The material specification and the construction of the bogie frame and axleboxes imparts high strength too. A high factor of resistance to abuse is built into the bogie, together with high resistance to failure or catastrophic damage in the event of a derailment. All safety-critical parts of the bogie are visible for pre-operational inspection, especially the brake arrangements. Rolling contact fatigue due to high primary yaw stiffness of the bogie suspension is avoided because of low bogie stiffnesses.

BER is a track-friendly bogie. Wagons equipped with track-friendly bogies benefit from lower track access charges in Britain-a major saving in operating costs. Savings between track-friendly and conventional bogies on the same duty cycle can reach several million pounds per year.

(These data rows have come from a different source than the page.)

PR #210, opened 2018-12-20
update ios state define

pengcao1:


tanguyantoine:
please add some description

tanguyantoine:
published under `0.9.5`

Issue #206, opened 2018-12-06
Could Android lockscreen support seekbar?


pengcao1:
# Description

1. Sample code (provide repo url or sample code)
like IOS style ,so we can seek the duration to any time

2. Platform ?

   - [x] Android
   
   
3. Device
  - [x] Simulator
  - [x] Real device

illestrater:
I'd love to see this feature supported as well!

Also even with iOS, I'm unable to seek. @pengcao1, is iOS seeking working for you? The scrubbing thumb button is not appearing for me on iOS, so I can't seem to enable seeking functionality for neither iOS or Android.

tleewu:
@illestrater I think what you're looking for is:

```
    MusicControl.enableControl('changePlaybackPosition', true)
    MusicControl.on('changePlaybackPosition', () => { console.log('hi'); })
```

I was running into the same issue, and I couldn't find this in the documentation. When I dug into the source code, I found it here: https://github.com/tanguyantoine/react-native-music-control/blob/master/ios/MusicControlManager.m#L127L129

@tanguyantoine could we add this in the README? Happy to submit a PR if it helps.

tanguyantoine:
Please do :-)

pengcao1:
how about Android?

tanguyantoine:
What do you mean? It works the same way. 
When the event is triggered then you must update your player accordingly. 
This package is about displaying information not controlling the playing status

pengcao1:
well, 
I mean that: `MusicControl.enableControl('changePlaybackPosition', true)` work fine under IOS platform. and we can touch the seek bar to change the playback position.

I don't find a prop or method in Android to enable the same function .

Guichaguri:
There's no way to implement a seek bar inside a notification, Android doesn't allow that, it's pretty restricted. Probably because the official Android design guidelines say it's not suitable to add anything other than regular buttons to the notification.

And also, why do you want to replicate the native iOS behavior on Android? Android users will expect your app to behave like any other Android music app, and not like an iOS app.

PR #215, opened 2019-01-01
Update README to include changePlaybackPosition.

tleewu:
#### What's this PR does?
Update README to include `changePlaybackPosition`, an important part to this open-source package, as it allows users to change the track position through the lockscreen.

#206


Guichaguri:
Thank you

tanguyantoine:
any change you add an example?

The bogie frame is constructed from cast steel and two welds. The welded joint between the bolster and the side frames is located in a low stress area. This type of joint is possible because of the design flexibility of the casting process. The combination of high UTS steel coupled with a high yield provides a high level of fatigue resistance with the result that the frame will require minimum maintenance.

The passive axle steering feature of BER allows the wheelset to steer in curves. This has two major economic benefits. Wheel flange wear is significantly reduced, thereby extending wheel life. Re-profiling wheelsets and their early replacement is the single highest maintenance cost associated with bogie maintenance.

As wheel flange contact is reduced the passive resistance of the wagon is reduced, meaning that it takes less power to pull the train. This results in lower fuel and energy consumption of the locomotive. All wearing parts of the bogie are designed for extended operating life and when the time comes, easy removal, economic replacement and refitting. Three-piece bogies with high unsprung mass and Y25 bogies with stiff vertical suspension, limited lateral and longitudinal freedom, and no axle steering can cause huge structural damage to the infrastructure in terms of track, ballast, and bridges. The damage is recovered in track access charges, yet the infrastructure owner's objectives should be to reduce the damage, not to charge for it!

BER is a long-travel, soft-sprung, passively-steered bogie with load-dependent three-dimensional friction-damped primary suspension. It is the product of many years of experience in the design of railway freight bogies by the SCTE team of engineers. The soft vertical suspension reduces trackbed and ballast degradation, while the controlled lateral accelerations reduce track-shifting forces. These are the forces that effectively try to push the rails apart, particularly in curves and when the wagon is loaded.

Barber Easy Ride bogie dampened springs, oil/water

SCT Europe's new Barber Easy Ride bogie could offer operators lower track access charges

The passive steering ability of BER reduces rail wear because it reduces flange rail friction. Passive steering also significantly lowers the cause of railhead wear.

The axle spacing of 2m combined with the soft suspension reduces the point load per metre. This is especially important with regard to bridges.

BER is a very quiet bogie. Bogies that don't enjoy the benefit of axle steering generate high levels of noise in curves because the wheel flange grinds against the rail creating wheel screech. Steered axles significantly reduce this cause of noise. Bogies with clasp brakes and cast iron shoes also generate high levels of noise when braking. BER is equipped with push brakes and composite brake blocks, which further reduce noise levels.

The soft suspension of BER significantly reduces ground-borne vibration. This is a major problem affecting buildings located next to railways and particularly lines with high freight traffic. Reduced ballast degradation reduces the need for quarrying operations and the subsequent road movement of high tonnages of ballast.

The extended life of the BER bogie and the reduction in damage to track also has a beneficial environmental impact that is not readily appreciated. The longer life of the bogie components, the wheels and the track, reduces the frequency of recycling scrapped parts. This reduces emissions resulting from re-melting the steel parts and lowers the carbon footprint of BER compared with many other bogies, particularly the Y25.